I think that the allure of Boba Fett was more about what he could have been rather than how he was actually presnted in the movies and his stoopid demise in the Sarlacc Pit.

He could have been a major badass, the pale rider, conflicted bounty hunter and last survivor of his kind. He could have been a legend in his own right, but the movies wasted the opportunity. The Sarlaac Pit was just dumb and the background added via Jango was a bit naf.

Boba Fett has become cool because of fan imaginations rather than anything in the movie presentation


----------



## MechaPilot (Jul 19, 2015)

Tonguez said:


> I think that the allure of Boba Fett was more about what he could have been rather than how he was actually presnted in the movies and his stoopid demise in the Sarlacc Pit.
> 
> He could have been a major badass, the pale rider, conflicted bounty hunter and last survivor of his kind. He could have been a legend in his own right, but the movies wasted the opportunity. The Sarlaac Pit was just dumb and the background added via Jango was a bit naf.
> 
> Boba Fett has become cool because of fan imaginations rather than anything in the movie presentation




If I am understanding you properly, he is cool because he is an empty shell that fans can project their imaginations onto (and perhaps because fans may have thought his armor and weapons looked cool as well).  If I am understanding you properly, what makes him any cooler than any of the other empty shell characters in Star Wars?


----------



## Morrus (Jul 19, 2015)

MechaPilot said:


> If I am understanding you properly, he is cool because he is an empty shell that fans can project their imaginations onto (and perhaps because fans may have thought his armor and weapons looked cool as well).  If I am understanding you properly, what makes him any cooler than any of the other empty shell characters in Star Wars?

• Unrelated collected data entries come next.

PR #780, opened 2023-05-25
Add pending block support

omerfirmak:


joshklop (commented):
Is it possible to break this into two or three PRs? e.g., db+blockchain, sync, and RPC.

I think it will help speed up reviews.

sync/sync.go
```diff
@@ -192,18 +201,70 @@ func (s *Synchronizer) syncBlocks(syncCtx context.Context) {
...
+				pendingPollTicker.Stop()
+				pendingPollSem <- struct{}{}
 				return
 			default:
 				streamCtx, streamCancel = context.WithCancel(syncCtx)
 				nextHeight = s.nextHeight()
 				s.log.Warnw("Rolling back sync process", "height", nextHeight)
 			}
-		default:
+		case <-pendingPollTicker.C:
```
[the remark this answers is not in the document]
omerfirmak: >Could the pending block downloader be split into a separate Service that is run from

I thought of doing that too, but I don't think it warrant a new service. IMO, It can be thought of a part of sync process

omerfirmak:
> Is it possible to break this into two or three PRs? e.g., db+blockchain, sync, and RPC.
> 
> I think it will help speed up reviews.

I believe commits are atomic enough that one should be able to review this commit by commit. We can always drop couple of commits from the end to make the PR smaller, do let me know if you think that would be helpful.

joshklop:
> drop couple of commits from the end to make the PR smaller

I think that would be useful @omerfirmak. The last three commits seem to cover the RPC. If you wouldn't mind moving those to a separate branch, I'll do a more thorough review of the remaining commits.

sync/sync.go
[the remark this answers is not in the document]
joshklop: >  I don't think it warrants a new service

I am not fully convinced here. Can you share some of your reasoning? I'm mainly concerned about the concurrency complexity in the synchronizer, which a separate service should alleviate.

Kind of related: do we need to delay downloading the pending block until after we have reached the head? That seems to be a source of complexity.

blockchain/blockchain_test.go
```diff
@@ -486,8 +494,7 @@ func TestEvents(t *testing.T) {
 
 		require.NoError(t, filter.SetRangeEndBlockByHash(blockchain.EventFilterFrom,
 			utils.HexToFelt(t, "0x3b43b334f46b921938854ba85ffc890c1b1321f8fd69e7b2961b18b4260de14")))
-		require.NoError(t, filter.SetRangeEndBlockByHash(blockchain.EventFilterTo,
-			utils.HexToFelt(t, "0x3b43b334f46b921938854ba85ffc890c1b1321f8fd69e7b2961b18b4260de14")))
+		require.NoError(t, filter.SetRangeEndBlockByNumber(blockchain.EventFilterTo, 8))
```
IronGauntlets, line 497: What is this test saying? Why was the hash removed? 

If the previous test is still valid we should create a new test case

rpc/handlers_test.go
```diff
@@ -1492,7 +1501,7 @@ func TestEvents(t *testing.T) {
 	t.Run("filter with no keys", func(t *testing.T) {
 		var allEvents []*rpc.EmittedEvent
 		t.Run("get all events without pagination", func(t *testing.T) {
-			args.ToBlock = &rpc.BlockID{Latest: true}
+			args.ToBlock = &rpc.BlockID{Pending: true}
```
IronGauntlets, line 1504: We should create a new test case, instead of overwriting a previous one, right?

rpc/events.go
```diff
@@ -26,7 +26,7 @@ type EventsChunk struct {
 
 type EmittedEvent struct {
 	*Event
-	BlockNumber     uint64     `json:"block_number"`
-	BlockHash       *felt.Felt `json:"block_hash"`
+	BlockNumber     *uint64    `json:"block_number,omitempty"`
+	BlockHash       *felt.Felt `json:"block_hash,omitempty"`
```
IronGauntlets, line 30: We should have a test case that checks that the response JSON doesn't have these values set, right?

rpc/handlers.go
```diff
@@ -746,8 +746,13 @@ func (h *Handler) Events(args *EventsArg) (*EventsChunk, *jsonrpc.Error) {
...
 	for _, fEvent := range filteredEvents {
+
+		var blockNumber *uint64
+		if fEvent.BlockHash != nil {
+			blockNumber = &fEvent.BlockNumber
+		}
 		emittedEvents = append(emittedEvents, &EmittedEvent{
-			BlockNumber:     fEvent.BlockNumber,
+			BlockNumber:     blockNumber,
 			BlockHash:       fEvent.BlockHash,
```
IronGauntlets, line 756: Should this also be nil for pending event?

sync/sync.go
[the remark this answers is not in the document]
omerfirmak: > I don't think we need fectcherSem (both max go routine and channel with the same buffer size seem redundant)

the problem is `stream.Go` is blocking, and could mess up the polling interval. Now that we poll pending in a separate go routine, that is no longer an issue.

blockchain/pending.go
```diff
@@ -0,0 +1,12 @@
...
+import (
+	"github.com/NethermindEth/juno/core"
+	"github.com/NethermindEth/juno/core/felt"
+)
+
+type Pending struct {
+	Block       *core.Block
+	StateUpdate *core.StateUpdate
+	NewClasses  map[felt.Felt]core.Class
+}
```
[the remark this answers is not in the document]
omerfirmak: I thought "pending block" as a `blockchain` level concept. It isn't something that is core to the starknet protocol, but a stop-gap measure that sequencer implements to look more responsive.

I dont mind moving it to core package tho, your choice.

blockchain/blockchain.go
```diff
@@ -252,6 +254,10 @@ func (b *Blockchain) Store(block *core.Block, stateUpdate *core.StateUpdate, new
 			return err
 		}
 
+		if err := txn.Delete(db.Pending.Key()); err != nil {
+			return err
+		}
```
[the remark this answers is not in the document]
omerfirmak: > Or did you deliberately mean to delete the pending block as soon as a finalised block is stored regardless of whether they are the same or not?

Exactly.

`StorePending` checks that the parent hash of the new pending block matches the head and `Store` does the same thing for a finalized block. So we know that the existing pending block and the new finalized block that we are storing is for the same height. They dont have to be the same block.

sync/sync.go
```diff
@@ -176,8 +181,12 @@ func (s *Synchronizer) syncBlocks(syncCtx context.Context) {
 	}()
 
 	fetchers := stream.New().WithMaxGoroutines(runtime.NumCPU())
+	fetchersSem := make(chan struct{}, runtime.NumCPU())
```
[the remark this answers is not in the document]
omerfirmak: Yes

clients/feeder/testdata/mainnet/block/latest.json
```diff
@@ -1 +1,217 @@
...6319c5c6d71ae0a8480c", "0x0", "0x3", "0x10884171baf1914edc28d7afb619b40a4051cfae78a094a55d230f19e944a28", "0x15543c3708653cda9d418b4ccd3be11368e40636c10c44b18cfe756b6d88b29", "0x3", "0x6", "0x9", "0x10884171baf1914edc28d7afb619b40a4051cfae78a094a55d230f19e944a28", "0x641900", "0x0", "0x1", "0x53c91253bc9682c04929ca02ed00b3e423f6710d2ee7e0d5ebb06f3ecf368a8", "0x641900", "0x0", "0xcd5045903f7c2", "0x0"], "type": "INVOKE_FUNCTION"}, {"transaction_hash": "0x297a827c72720d106ad970d3878084ad1950f59ef6998e8ef9e5ede355c593c", "version": "0x1", "max_fee": "0x3a45f100ed520", "signature": ["0x641228e368a23d569d4b340b370f0a5549f7ba4f5a4f5d9d411197ef196f038", "0xa8b5ec731faebc7b6aaac782585660197ce0f627be607ff54dda0942127c05"], "nonce": "0x33", "sender_address": "0xb8fea23304cc5aba4871011d2b802f09c94904e7e286f908d6be7c1ee47cec", "calldata": ["0x2", "0x68f5c6a61780768455de69077e07e89787839bf8166decfbf92b645209c0fb8", "0x219209e083275171774dab1df80982e9df2096516f06319c5c6d71ae0a8480c", "0x0", "0x3", "0x41fd22b238fa21cfcf5dd45a8548974d8263b3a531a60388411c5e230f97023", "0x3276861cf5e05d6daf8f352cabb47df623eb10c383ab742fcc7abea94d5c5cc", "0x3", "0x9", "0xc", "0x41fd22b238fa21cfcf5dd45a8548974d8263b3a
```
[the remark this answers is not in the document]
omerfirmak: To make sync tests start polling pending block as well. If `latest` is too far in to the future, pending block is not polled.

rpc/block.go
```diff
@@ -74,10 +74,10 @@ func (b *BlockID) UnmarshalJSON(data []byte) error {
 
 // https://github.com/starkware-libs/starknet-specs/blob/a789ccc3432c57777beceaa53a34a7ae2f25fda0/api/starknet_api_openrpc.json#L1072
 type BlockHeader struct {
-	Hash             *felt.Felt `json:"block_hash"`
+	Hash             *felt.Felt `json:"block_hash,omitempty"`
 	ParentHash       *felt.Felt `json:"parent_hash"`
-	Number           uint64     `json:"block_number"`
-	NewRoot          *felt.Felt `json:"new_root"`
+	Number           *uint64    `json:"block_number,omitempty"`
```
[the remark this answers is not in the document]
omerfirmak: They dont

rpc/handlers.go
```diff
@@ -341,13 +378,17 @@ func (h *Handler) TransactionReceiptByHash(hash *felt.Felt) (*TransactionReceipt
 		contractAddress = nil
 	}
 
+	var receiptBlockNumber *uint64
+	if blockHash != nil {
+		receiptBlockNumber = &blockNumber
+	}
 	return &TransactionReceipt{
 		Status:          StatusAcceptedL2, // todo
```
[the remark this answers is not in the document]
omerfirmak: starknet 0.12 will remove Pending status from Transactions

rpc/events.go
omerfirmak: That would be testing the JSON marshaler, no? not our code

rpc/handlers.go
omerfirmak: the trick we have to do for BlockNumber is only needed with fEvent.BlockNumber is a value not a pointer. fEvent.BlockHash is a `*felt.Felt` already and will be nil for pending events.

sync/sync.go
```diff
@@ -192,18 +201,70 @@ func (s *Synchronizer) syncBlocks(syncCtx context.Context) {
...
+				<-fetchersSem
+				return cb
 			})
 			nextHeight++
 		}
 	}
 }
+
+func (s *Synchronizer) pollPending(ctx context.Context) error {
+	if s.HighestBlockHeader != nil {
```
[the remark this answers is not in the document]
omerfirmak: No reason, I think we can just return early if it is nil

blockchain/blockchain_test.go
```diff
@@ -415,15 +415,23 @@ func TestEvents(t *testing.T) {
...
+		}
 	}
 
 	t.Run("filter non-existent", func(t *testing.T) {
 		filter, err := chain.EventFilter(nil, nil)
 
 		t.Run("block number", func(t *testing.T) {
 			err = filter.SetRangeEndBlockByNumber(blockchain.EventFilterTo, uint64(44))
-			require.Error(t, err)
+			require.NoError(t, err)
```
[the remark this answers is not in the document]
omerfirmak: Yes, if it is greater than the latest height we clamp it to `latest+1`

https://github.com/NethermindEth/juno/pull/780/files#diff-299bd13c9d85e40bab3e1c50f08f697257ed323a0db67685f628d71e3c635518R99-R108

rpc/handlers_test.go
omerfirmak: testcase is "get all events without pagination", "all events used" to mean "0 to Latest", but now "0 to Pending" because we can possibly have a pending block and matching events in the pending block now.

blockchain/blockchain.go
```diff
@@ -665,3 +671,51 @@ func (b *Blockchain) EventFilter(from *felt.Felt, keys []*felt.Felt) (*EventFilt
...
+			expectedOldRoot = head.GlobalStateRoot
+		}
+
+		if !expectedParent.Equal(pending.Block.ParentHash) || !expectedOldRoot.Equal(pending.StateUpdate.OldRoot) {
+			return errors.New("pending block parent is not our local HEAD")
+		}
+
+		existingPending, err := pendingBlock(txn)
+		if err == nil && existingPending.Block.TransactionCount >= pending.Block.TransactionCount {
+			return nil // ignore the incoming pending if it has fewer transactions than the one we already have
```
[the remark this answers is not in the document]
omerfirmak: Because of concurrency and network delay, `StorePending` could be called with an older pending block compared to what we have in the DB.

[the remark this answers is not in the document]
omerfirmak: and once a transaction makes it into a pending block, it is never removed. So transaction count is a good indication of pending block age.

blockchain/blockchain_test.go
omerfirmak: same reason in https://github.com/NethermindEth/juno/pull/780#discussion_r1222866023 

we need to include the pending block in the range, cant do that with a hash

blockchain/pending.go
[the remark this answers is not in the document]
IronGauntlets: You are correct

rpc/handlers_test.go
```diff
@@ -244,6 +255,16 @@ func TestBlockWithTxHashes(t *testing.T) {
...
 	})
+
+	t.Run("blockID - pending", func(t *testing.T) {
+		mockReader.EXPECT().Pending().Return(blockchain.Pending{
+			Block: latestBlock,
+		}, nil)
+
+		block, rpcErr := handler.BlockWithTxHashes(&rpc.BlockID{Pending: true})
+		require.Nil(t, rpcErr)
+		checkLatestBlock(t, block)
```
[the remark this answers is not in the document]
omerfirmak: done

rpc/handlers_test.go
```diff
@@ -351,6 +372,20 @@ func TestBlockWithTxs(t *testing.T) {
 
 		checkLatestBlock(t, blockWithTxHashes, blockWithTxs)
 	})
+
+	t.Run("blockID - latest", func(t *testing.T) {
+		mockReader.EXPECT().Pending().Return(blockchain.Pending{
+			Block: latestBlock,
```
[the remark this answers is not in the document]
omerfirmak: all done

blockchain/blockchain_test.go
```diff
@@ -498,3 +498,67 @@ func TestEvents(t *testing.T) {
...
+		expectedPending := blockchain.Pending{
+			Block:       b,
+			StateUpdate: su,
+		}
+		require.NoError(t, chain.StorePending(&expectedPending))
+
+		gotPending, pErr := chain.Pending()
+		require.NoError(t, pErr)
+		assert.Equal(t, expectedPending, gotPending)
+	})
```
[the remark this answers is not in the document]
IronGauntlets: I was just confused based on the expected pending block that you were using and I didn't have context for what you intended.

The earlier comments have made it clearer.

sync/sync.go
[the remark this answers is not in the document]
IronGauntlets: > the messages in the ticker channel keep building up and we end up bombarding the gateway with request for the pending block.

We should be able to consume extra ticks before calling `fetchAndStorePending`.

sync/sync.go
```diff
@@ -191,6 +197,9 @@ func (s *Synchronizer) syncBlocks(syncCtx context.Context) {
 	startingHeight := nextHeight
 	s.StartingBlockNumber = &startingHeight
 
+	pendingSem := make(chan struct{}, 1)
```
IronGauntlets, line 200: Why not manage this in `pollPendinding`?

sync/sync.go
```diff
@@ -208,7 +218,8 @@ func (s *Synchronizer) syncBlocks(syncCtx context.Context) {
 		default:
 			curHeight, curStreamCtx, curCancel := nextHeight, streamCtx, streamCancel
 			fetchers.Go(func() stream.Callback {
-				return s.fetcherTask(curStreamCtx, curHeight, verifiers, curCancel)
+				cb := s.fetcherTask(curStreamCtx, curHeight, verifiers, curCancel)
+				return cb
```
IronGauntlets, line 222: Seems like this change was not necessary

omerfirmak: Yeap, it must have slipped in somehow

sync/sync.go
```diff
@@ -231,3 +242,69 @@ func (s *Synchronizer) revertHead(forkBlock *core.Block) {
...
+			case sem <- struct{}{}:
+				go func() {
+					err := s.fetchAndStorePending(ctx)
+					if err != nil {
+						s.log.Debugw("Error while trying to poll pending block", "err", err)
+					}
+					<-sem
+				}()
+			default:
+				continue
```
IronGauntlets, line 268: I don't think we need to explicitly have `continue` here

sync/sync.go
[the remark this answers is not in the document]
omerfirmak: Hmm, is reading len(channel) amount of messages is enough? Sounds like it could be racey to me. Semaphore helps with graceful shutdown as well. So I am still voting in favor of it:)

sync/sync.go
```diff
@@ -199,6 +208,7 @@ func (s *Synchronizer) syncBlocks(syncCtx context.Context) {
 				streamCancel()
 				fetchers.Wait()
 				verifiers.Wait()
+				pendingSem <- struct{}{}
```
IronGauntlets, line 211: I don't understand why we are sending pendingSem when we streamCtx is done

omerfirmak: this https://github.com/NethermindEth/juno/pull/780#discussion_r1227946183

to ensure there is no pending poll routine in flight

rpc/handlers_test.go
```diff
@@ -162,6 +163,18 @@ func TestBlockTransactionCount(t *testing.T) {
 		require.Nil(t, rpcErr)
 		assert.Equal(t, expectedCount, count)
 	})
+
+	t.Run("blockID - pending", func(t *testing.T) {
+		latestBlock.Hash = nil
+		latestBlock.GlobalStateRoot = nil
+		mockReader.EXPECT().Pending().Return(blockchain.Pending{
+			Block: latestBlock,
```
IronGauntlets, line 171: I don't see you setting `latestBlock.Number = nil`, am I missing something?

omerfirmak: `latestBlock.Number` is a `uint64`, not a pointer. So any value you can set it to doesnt really signal if it is a pending or canonical block.

rpc/events.go
IronGauntlets: Possibly, I just thought that we should have test case which shows that our pending event doesn't have `BlockNumber` and `BlockHash`

cmd/juno/juno.go
```diff
@@ -25,21 +26,23 @@ const greeting = `
...
+	colourF              = "colour"
+	pendingPollIntervalF = "pending-poll-interval"
+
+	defaultConfig              = ""
+	defaultRPCPort             = uint16(6060)
+	defaultDBPath              = ""
+	defaultEthNode             = ""
+	defaultPprof               = false
+	defaultColour              = true
+	defaultPendingPollInterval = time.Duration(0)
```
IronGauntlets, line 45: I think the default should be more than 0. Maybe 1s? Otherwise, the ticker will go crazy, if the user forgets to assign the poll interval.

IronGauntlets: Nevermind. Just saw that it is disabled by default.

blockchain/blockchain.go
```diff
@@ -227,6 +244,25 @@ func (b *Blockchain) Receipt(hash *felt.Felt) (*core.TransactionReceipt, *felt.F
...
 		var err error
 		receipt, blockHash, blockNumber, err = receiptByHash(txn, hash)
+
+		// not found in the canonical blocks, try pending
+		if errors.Is(err, db.ErrKeyNotFound) {
+			var pending Pending
+			pending, err = pendingBlock(txn)
+			if err != nil {
+				return err
+			}
```
IronGauntlets, line 255: @joshklop's comment applies here too

blockchain/blockchain_test.go
IronGauntlets: Unresolving because we discussed adding another test case

rpc/handlers_test.go
IronGauntlets: No need to add an extra case for this as your explanation makes sense

rpc/events.go
IronGauntlets: I think there should be some checks on the single event returned in and of it self so that we can have something similar to `checkLatestBlock`. We should have at least one case for non-pending event and one for pending event (without block number and block hash).

IronGauntlets (commented):
Please fix @joshklop comments and add some test cases for events. I have unresolved convo for those cases.

blockchain/blockchain.go
```diff
@@ -213,6 +213,23 @@ func (b *Blockchain) TransactionByHash(hash *felt.Felt) (core.Transaction, error
 	return transaction, b.database.View(func(txn db.Transaction) error {
 		var err error
 		transaction, err = transactionByHash(txn, hash)
+
+		// not found in the canonical blocks, try pending
+		if errors.Is(err, db.ErrKeyNotFound) {
+			var pending Pending
+			pending, err = pendingBlock(txn)
```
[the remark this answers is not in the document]
omerfirmak: Done, thanks once again!

omerfirmak:
> Please fix @joshklop comments and add some test cases for events. I have unresolved convo for those cases.

All done, please take another look @joshklop @IronGauntlets

IronGauntlets (approved):

joshklop (approved):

"Coolness" (though that probably is not the right word) isn't a measurable definable thing, and it's unlikely anybody can explain it. It just is.  For whatever reason, Boba Fett had the right combination of factors; I don't imagine it can be deliberately replicated, or that the film makers had any idea that it would happen.


----------



## Ryujin (Jul 19, 2015)

trappedslider said:


> I hate to tell you this but the Joker has never had a set in stone origin story. The origin given in the Keaton movie however is the most commonly told one. He's even the trope namer for Multiply choice past.
> 
> http://batman.wikia.com/wiki/The_Joker#Origin
> 
> ...




That would go back to post #33


----------



## MechaPilot (Jul 19, 2015)

Morrus said:


> "Coolness" (though that probably is not the right word) isn't a measurable definable thing, and it's unlikely anybody can explain it. It just is.  For whatever reason, Boba Fett had the right combination of factors; I don't imagine it can be deliberately replicated, or that the film makers had any idea that it would happen.




I agree with you that "coolness" is probably not the right word.  Somehow, the Boba Fett character has managed to engage the imagination and adoration of a great many Star Wars fans (I have always suspected that the role he plays in the prequels was intended to be a nod to the fans who loved him in the original trilogy, though the effect of the way he was included is highly debatable).  I also agree with you that the reasons for this are probably indefinable, especially given how subjective individual tastes are.

Let me throw out another example of the undefined past: Eastwood in High Plains Drifter (my father loves westerns, so I've seen a few of them).  They leave the real identity of that character untold throughout the entire movie, and if I recall correctly they don't even give him a person's name to go by.  I have always thought that this movie was an interesting example of supernatural elements being slipped into an old western, because it seems to me that Eastwood's character is some kind of spirit/creature of vengeance sent to make everyone pay who was complicit (even via inaction) in allowing the brutal whipping to death of the town marshal.  But, they never do say who he is, and he could just be a good friend of the marshal come to make sure everyone gets what's coming to them for the death of his friend.


----------



## Morrus (Jul 19, 2015)

Yes, I've seen HPD. Your description is accurate.


----------



## Ryujin (Jul 19, 2015)

MechaPilot said:


> I agree with you that "coolness" is probably not the right word.  Somehow, the Boba Fett character has managed to engage the imagination and adoration of a great many Star Wars fans (I have always suspected that the role he plays in the prequels was intended to be a nod to the fans who loved him in the original trilogy, though the effect of the way he was included is highly debatable).  I also agree with you that the reasons for this are probably indefinable, especially given how subjective individual tastes are.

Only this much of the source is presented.